### Aim of the exercise
From the records below, print exactly the lines starting at the one containing "## Summary by CodeRabbit" and ending at the one containing "- Distinguishes between", ends included, and nothing else.
--- Given information Enclosed Below ---
PR #564, opened 2026-07-22
Refine load-more empty-state copy and add test coverage

### LINKED ISSUE #561: Load more arrivals: refine empty-state copy and add load-more test coverage
Follow-up from #546 (Load more arrivals). Two minor, non-blocking items surfaced in review:

**1. Empty-state copy reads oddly below a populated list.** When "Load more arrivals" widens the window but the server returns no additional arrivals, `noMoreArrivals` becomes true and the list renders:

> No arrivals found in the next 65 minutes

directly *above* a populated list of arrivals. The wording is confusing in that position — it should read as "No *more* arrivals in the next N minutes" (or similar) when there are already results shown, and keep the current phrasing only for the truly-empty case. See the `loadMoreButton` snippet in `src/components/stops/StopPane.svelte`.

**2. Test coverage for the load-more path.** The current tests cover the new message text and the `?minutesAfter=35` URL, but not the button click, `loadMoreArrivals()`, or the `noMoreArrivals` transition. Worth adding a click-through test so the pagination behavior is guarded.

Neither is a functional bug — the feature works — so this is polish, not a fix.

Ahmedhossamdev:
Fixes #561 

- Add no_more_arrivals_in_next_minutes i18n key for when results exist but load-more returns nothing new
- Use differentiating copy: 'No arrivals found' for truly empty stops, 'No more arrivals' when widening the window yields nothing
- Add 4 tests covering load-more click, API call with incremented minutesAfter, noMoreArrivals message, and truly empty stop message

## Summary by CodeRabbit

- **Bug Fixes**
  - Improved arrival loading so the app accurately detects whether additional arrivals are available after expanding the time window.
  - Prevented outdated “no more arrivals” messages from persisting when later arrivals are found.
  - Distinguishes between stops with no arrivals and stops with no further arrivals.

- **Localization**
  - Added translated “No more arrivals” messaging across supported languages.

- **Tests**
  - Added coverage for expanded arrival searches, empty results, and accurate status messages.

### DIFF
--- a/src/components/stops/StopPane.svelte
+++ b/src/components/stops/StopPane.svelte
@@ -53,7 +53,28 @@
 	let currentStopSurvey = $state(null);
 	let remainingSurveyQuestions = $state([]);
 
+	// Furthest arrival time (ms) observed when we last concluded "no more arrivals".
+	// A later poll that surfaces an arrival beyond this clears the stale hint.
+	let noMoreArrivalsBoundary = 0;
+
 	let abortController = null;
+
+	/**
+	 * Returns the furthest-out arrival time (ms) in the list, preferring the
+	 * predicted time and falling back to the scheduled time. Comparing this
+	 * across window widenings is more robust than a raw count: an arrival
+	 * departing the front of the list no longer masks a genuinely later one.
+	 * @param {any[]} [arrivals]
+	 * @returns {number}
+	 */
+	function furthestArrivalTime(arrivals) {
+		let furthest = 0;
+		for (const arrival of arrivals ?? []) {
+			const time = arrival.predictedArrivalTime || arrival.scheduledArrivalTime || 0;
+			if (time > furthest) furthest = time;
+		}
+		return furthest;
+	}
 	/**
 	 * Fetches arrivals for the stop within the current `minutesAfter` window.
 	 * @returns {Promise<number|null>} the number of arrivals fetched, or `null`
@@ -86,9 +107,13 @@
 			serviceAlerts = filterActiveAlerts(data.data.references.situations || []);
 			error = null; // Clear previous errors if successful
 			const count = arrivalsAndDepartures?.arrivalsAndDepartures?.length ?? 0;
-			// A refresh that returns arrivals clears a stale "no more arrivals" hint
-			// (e.g. after a 30s poll surfaces new departures).
-			if (count > 0) {
+			// Clear a stale "no more arrivals" hint only when a refresh actually
+			// surfaces an arrival further out than the window we'd exhausted — a
+			// poll returning the same (or nearer) arrivals must leave the hint up.
+			if (
+				noMoreArrivals &&
+				furthestArrivalTime(arrivalsAndDepartures?.arrivalsAndDepartures) > noMoreArrivalsBoundary
+			) {
 				noMoreArrivals = false;
 			}
 			return count;
@@ -119,7 +144,7 @@
 	// Widen the arrivals window and refetch. If the count doesn't grow, surface a
 	// "no more arrivals found" hint (the server has nothing further to show).
 	async function loadMoreArrivals() {
-		const previousCount = arrivalsAndDepartures?.arrivalsAndDepartures?.length ?? 0;
+		const previousFurthest = furthestArrivalTime(arrivalsAndDepartures?.arrivalsAndDepartures);
 
 		loadingMore = true;
 		noMoreArrivals = false;
@@ -132,7 +157,10 @@
 		loadingMore = false;
 		// Only conclude "no more arrivals" from a request that actually completed.
 		if (count !== null) {
-			noMoreArrivals = count === previousCount;
+			const newFurthest = furthestArrivalTime(arrivalsAndDepartures?.arrivalsAndDepartures);
+			// Widening the window surfaced nothing further out → nothing more to show.
+			noMoreArrivals = newFurthest <= previousFurthest;
+			if (noMoreArrivals) noMoreArrivalsBoundary = newFurthest;
 		}
 		analytics.reportArrivalClicked('Loaded more arrivals');
 	}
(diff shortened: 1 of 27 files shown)


src/components/stops/StopPane.svelte
```diff
@@ -293,10 +293,14 @@
 
 				{#snippet loadMoreButton(emptyResults = false)}
 					<div class="flex flex-col items-center gap-2">
-						{#if emptyResults || noMoreArrivals}
+						{#if emptyResults}
```
aaronbrethorst, line 324: **Correctness — the new `No more arrivals` copy is unreachable in the empty-stop path.**

Calling `loadMoreButton(true)` forces `emptyResults=true`, so this `{#if emptyResults}` branch always wins and the `{:else if noMoreArrivals}` copy can never render on a stop that started empty. A user at a zero-arrival stop only ever sees *"No arrivals found in the next N minutes"*, even after clicking Load more and widening the window with still nothing further out. If that's intended, great — but the two messages are mutually exclusive by construction here, so if anyone expected "No more arrivals" to appear after exhausting an initially-empty stop, it never will.

src/components/stops/__tests__/StopPane.test.js
```diff
@@ -507,6 +509,93 @@ describe('StopPane', () => {
...
+			expect(global.fetch).toHaveBeenCalledWith(
+				'/api/oba/arrivals-and-departures-for-stop/1_75403?minutesAfter=65',
+				expect.objectContaining({
+					signal: expect.any(AbortSignal)
+				})
+			);
+		});
+	});
+
+	test('shows "No more arrivals" message when load-more returns same count', async () => {
```
aaronbrethorst: **Cleanup — this test duplicates `shows "No more arrivals" message when load-more returns no new results` (line 512).**

Both tests render, click *Load more arrivals* once with the mock returning the same `mockArrivalsAndDeparturesResponse`, and assert *"No more arrivals in the next 65 minutes"*. The only difference is `mockResolvedValueOnce` vs `mockResolvedValue`, which exercises the same `count === previousCount → noMoreArrivals` path. It adds ~20 lines to maintain without covering new behavior — if the no-more logic changes, both tests must be updated in lockstep for no added confidence. Consider dropping this one (or, if the intent was to cover the *repeated-poll* case, make it actually poll twice so it tests something distinct).

aaronbrethorst:
🤖 **Code review — 2 additional findings on pre-existing `loadData` logic**

These land on lines outside this PR's diff (so they can't be inline comments), but they directly affect whether the new *"No more arrivals"* message behaves as intended:

**1. Correctness — the 30s background poll silently clears the new message (`StopPane.svelte` ~line 92).**
After Load more sets `noMoreArrivals = true` and the new copy renders, the 30s refresh interval left running by `resetDataFetchInterval()` fires, `loadData()` refetches the same arrivals, and `if (count > 0) noMoreArrivals = false` flips it back off. The distinctive message the PR adds is therefore transient — it usually vanishes ~30s after appearing, before users can read it.

**2. Correctness — inferring exhaustion from count equality gives false positives (`StopPane.svelte` ~line 135).**
`noMoreArrivals` is derived purely from `count === previousCount`. At a busy stop, if a bus departs the front of the list (3 → 2 in view) just as the user clicks Load more, the widened window can pull in one further-out arrival, landing back at count 3 == previousCount. The code then shows *"No more arrivals in the next 65 minutes"* even though more arrivals exist further out. Comparing on a stable identity (e.g. the set of trip IDs, or the furthest arrival time) would be more robust than a raw count.

_Findings from a high-effort multi-agent review; verified before posting._

aaronbrethorst (changes requested):
two findings to fix.

aaronbrethorst:
### Code review

Found 1 issue:

1. The new `shows "No arrivals found" for truly empty stop` test is a byte-for-byte duplicate of the pre-existing `displays empty arrivals message when no arrivals` test (same `mockEmptyArrivalsAndDeparturesResponse` mock, same `render`, same `getByText('No arrivals found in the next 35 minutes')` assertion, only the test name differs). It guards nothing the existing test doesn't already guard — this is the same duplication that was flagged earlier in this PR. To make it earn its place, have it assert the *differentiation* the PR is actually about: click Load more on the empty stop and assert `No more arrivals in the next 65 minutes` is **absent** while `No arrivals found in the next 65 minutes` is present. Otherwise, drop it. (duplicate of `src/components/stops/__tests__/StopPane.test.js#L245-L258`)

https://github.com/OneBusAway/wayfinder/blob/1c422a7f94466b05802e2a8c726c3e1fbb2849d0/src/components/stops/__tests__/StopPane.test.js#L625-L639

aaronbrethorst (approved):
Both of the things I blocked on are properly fixed, so I'm clearing my change request and merging this.

Specifically, I re-checked both at the current head:

- **The 30s poll no longer wipes the hint.** `loadData` now clears `noMoreArrivals` only when a refresh surfaces an arrival further out than `noMoreArrivalsBoundary`, instead of the old unconditional `if (count > 0)`. And you set the boundary in the same block that sets `noMoreArrivals = true`, so it can't be read stale.
- **The count-equality false positive is gone.** `noMoreArrivals = newFurthest <= previousFurthest` is the right mechanism, and the new test at `StopPane.test.js:540` exercises exactly the case I described — front arrival departs, a later one slides in, count unchanged. I checked the fixture arithmetic and it would genuinely fail under the old logic.

Locale coverage is complete at 25/25, and CI is green.

Two follow-up nits, neither worth another round trip — I'll pick them up separately unless you'd rather:

1. `StopPane.test.js:626` — `shows "No arrivals found" for truly empty stop` is the same test as `displays empty arrivals message when no arrivals` at line 245: same mock, same render, same assertion. Same duplication class I flagged before; it just moved.
2. The comment above `loadMoreArrivals` still says *"If the count doesn't grow, surface a 'no more arrivals found' hint"*. The logic underneath no longer uses count, and the hint is now the distinct new string, so that comment now misdescribes the function it sits on.

On my earlier note about the "No more arrivals" copy being unreachable in the empty-stop path — that's the behavior issue #561 asked for, so consider it answered. No change needed.

Nice work on the iteration here.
--- End of Enclosed Given information ---
### Response to the task
## Summary by CodeRabbit

- **Bug Fixes**
  - Improved arrival loading so the app accurately detects whether additional arrivals are available after expanding the time window.
  - Prevented outdated “no more arrivals” messages from persisting when later arrivals are found.
  - Distinguishes between stops with no arrivals and stops with no further arrivals.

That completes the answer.